O primeiro episódio da Comédia da Vida
Privada contava a história de três casais, um deles formado pela atriz Fernanda
Torres e pelo ator Marco Nanini. Numa das cenas, ela está na cozinha e ele na
sala lendo o jornal, até que ela se aproxima com um vidro de conserva nas mãos
e pede para ele abrir. O marido tenta, faz força, mas não consegue e devolve o vidro fechado à mulher. Ela tem um
treco. Implora para ele tentar outra vez. Ele tenta e nada. Ela fica
descontrolada. Diz que se ele não conseguir abrir o vidro será o fim do
casamento deles. O marido não entende o que uma coisa tem a ver com a outra.
Por quê?
- Porque essa é a única coisa que você faz
nessa casa que eu não faço melhor sozinha!

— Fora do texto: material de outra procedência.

PR #264, opened 2024-04-03
Start a contributing guide with code layout

cipherboy:
This should help to familiarize new contributors to the layout of the repository and what its contents are. Individual areas are not covered in great detail, but instead a high-level overview of areas are present.

---

@naphelps @JanMa -- My general thought was perhaps topical coverage might be interesting? E.g., talking about how OpenBao starts up and unseals, walking through that with links to the code at a point in time? This grows out of date if non-pinned hashes are used (so I'd use pinned ones and drift from `main` over time)... Perhaps when changes are made, the docs could be periodically refreshed and updated?

Thoughts?

### DIFF
--- a/website/content/docs/contributing/code-organization.mdx
+++ b/website/content/docs/contributing/code-organization.mdx
@@ -1,0 +1,180 @@
+---
+description: |-
+  Documentation
+displayed_sidebar: docs
+---
+
+# Code organization
+
+OpenBao repository is organized into five main modules:
+
+ - An API client ([in `api/`](https://github.com/openbao/openbao/tree/main/api))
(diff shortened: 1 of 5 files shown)


naphelps:
@cipherboy I would say that a formal documentation review issue should be created for each GA release at the minimum. Point releases on an as needed basis. Creating the issue at the start of the process and linking to the milestone will prevent it from being lost or forgotten. As features/enhancements are developed over the course of the release, update the doc issue with the area of the codebase touched. That keeps a loose running list of action items to be reviewed prior to the release.

naphelps (approved):

Issue #274, opened 2024-04-07
Leftover: change from /etc/vault.d/ to /etc/openbao not fully done in .release/linux/package/usr/lib/systemd/system/openbao.service


johanneskastl:
The systemd service package still looks for its environment file in `/etc/openbao.d/`, while everything else is in `/etc/openbao/` (without the `.d`)

https://github.com/openbao/openbao/blob/a3e93c860dc58e06cab540066be8f15dc93be8df/.release/linux/package/usr/lib/systemd/system/openbao.service#L12

For comparison:
https://github.com/openbao/openbao/blob/a3e93c860dc58e06cab540066be8f15dc93be8df/.release/linux/package/usr/lib/systemd/system/openbao.service#L6
https://github.com/openbao/openbao/blob/a3e93c860dc58e06cab540066be8f15dc93be8df/.release/linux/package/usr/lib/systemd/system/openbao.service#L23

cipherboy:
Thanks @johanneskastl! I've opened #275 to fix this.

PR #275, opened 2024-04-07
Fix path to systemd environment

cipherboy:
This was missed in the fixes in
50d31a1a5edefc7480d73d8bbbd81f56cd808196.

Credit goes to @johanneskastl for identifying this.

Resolves: #274


johanneskastl (commented):
Thanks, looks correct!

JanMa (approved):

PR #290, opened 2024-04-11
Update dependency to github.com/go-viper/mapstructure/v2

mikelolasagasti:
Module `github.com/go-viper/mapstructure/v2` is the blessed fork for module `github.com/mitchellh/mapstructure` as annoucned by Mitchell Hashimoto in
https://gist.github.com/mitchellh/90029601268e59a29e64e55bab1c5bdc

Alpha version is just the module rename
https://github.com/go-viper/mapstructure/compare/v1.6.0...v2.0.0-alpha.1


cipherboy:
@mikelolasagasti what's your thoughts on removing this dependency?

mikelolasagasti:
As module `github.com/mitchellh/mapstructure` won't be maintained anymore and there is a blessed fork, I though it would be a good idea to adopt it for better future maintenance.  

The 2.0.0-alpha1 version of the new module is just the rename of the original module. 

OpenTofu accepted the PR I sent a few weeks ago.

cipherboy:
@mikelolasagasti Right, but I'm wondering if we'd be better off removing this dependency anyways.

I think we mostly considered its use as deprecated; there were a few places where we'd use it for compatibility, but in general, new uses should not have used it. This is especially true in the public facing APIs: we preferred explicit serialization over automatic serialization of the underlying datastructure, as it makes incremental breaking changes harder (e.g., if we change from an `int` -> `time.Duration` in the underlying datastructure, it is easier to provide request/response compatibility if we own the serialization ourselves). 

This isn't about whether it'd be good to adopt this, but whether we can simplify and remove it altogether. :-) But perhaps best we adopt this in the interim and remove usage of this and `github.com/fatih/structs` long-term.

cipherboy (approved):

cipherboy:
Hmm @mikelolasagasti -- now v2.0.0 is out of alpha, I went and updated to the latest version (`v2.2.1`) and it seems like `mapstructure.Error` has disappeared. Are you interested in fixing this? Sorry about the delay!

mikelolasagasti:
Yes, it seems a breaking change was introduced in 2.0.0 GA https://github.com/go-viper/mapstructure/releases/tag/v2.0.0

I changed `builtin/logical/transit/path_encrypt.go` to use Go's default error types.

cipherboy:
@mikelolasagasti Ignoring the conflict for a moment, it seems like `mapstructure` was also used in API request data parsing:

https://github.com/openbao/openbao/actions/runs/12785858995/job/35641849461?pr=290#step:7:13475

Somewhere along the way, the behavior of comma int slices has changed, and now the empty string gets parsed as a `[]int{0}` value... and `1,2,3` also doesn't get parsed correctly any more. 

This is I think the same underlying problem as https://github.com/openbao/openbao/actions/runs/12785858995/job/35641850227?pr=290. 

In the past, it looks like maybe `mapstructure` also did promotion from `string->[]string`, based on `command/agent/config/test-fixtures/config-template-full.hcl`.

Joy :-D

cipherboy:
Dropping from v2.2.0 due to https://github.com/go-viper/mapstructure/issues/64.

cipherboy:
https://github.com/openbao/openbao/pull/1459 has merged, so I'm going ahead and closing this. Thank you @mikelolasagasti for getting this started and @KrzysztofKornalewski-Reply for picking it up!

Essa agora: nossos queridões correndo o
risco de serem descartáveis. A revista Veja de duas semanas atrás estampou um
alerta na sua capa: "Os homens que se cuidem". A reportagem mostrou
que a cada dia aumenta o número de mulheres assumindo postos de alto comando
nas empresas, anteriormente cadeiras cativas masculinas. Levanta-se uma suspeita: assim como fomos secretárias e
telefonistas durante décadas, quando nosso par de pernas valia mais do que o
nosso currículo, talvez daqui a algum tempo sobrem para os homens apenas os
cargos de mestres-de-obras e leões-de-chácara, onde os músculos
importam mais do que o cérebro. Será? Não aposto um níquel nisso. Enquanto a
mulher não desistir de ter filhos, os homens estão garantidos. Ninguém pode,
como eles, dedicar-se integralmente ao trabalho sem precisar pensar no cardápio
para o almoço. Só mesmo um homem para enfrentar uma
reunião de três horas sem olhar uma única vez para o relógio, ao contrário das
mulheres, que controlam os minutos para buscar a caçula no colégio e levá-la ao
pediatra. Um empresário não se preocupa se a
temperatura cai bruscamente no meio da tarde. Uma empresária se preocupa e
muito, porque deixou os dois filhos no clube vestidos como se estivessem em
Fortaleza. Os homens podem ser instrutores de paraquedismo 365 dias por ano. As
mulheres também, caso não estejam no oitavo mês de gestação. Os homens passam
em casa à tardinha para fazer a mala e avisar que vão passar três dias em São
Paulo, a negócios. Dão um beijo em cada filho e adeuzinho. As mulheres também
passam três dias em São Paulo a negócios, mas antes de fazer a malinha precisam
convocar uma avó para assumir o plantão, ir ao supermercado reforçar a
despensa, ver se os uniformes das crianças foram passados e devolver as fitas
de vídeo na locadora. Feito isso, aí sim, lá vão elas para o aeroporto assumir
seus papéis de executivas, não sem antes checarem pelo celular se as crianças
escovaram bem os dentes. Nessa guerra dos sexos, onde a
igualdade é visível e palpável, o laço que prende a mulher à vida doméstica
passou a ser a vantagem do homem. Melhor nem pensar sobre que espécie de
concorrente nos transformaríamos se pudéssemos, como eles, sair de casa pela
manhã sem olhar para trás. A maternidade e a administração do lar, que ainda
não foram divididas irmamente, nos enriquecem como fêmeas,
mas nos deixam com dois corações no mercado de trabalho. Se um dia a tampa
desse pote afrouxar, aí sim, rapazes, comecem a rezar.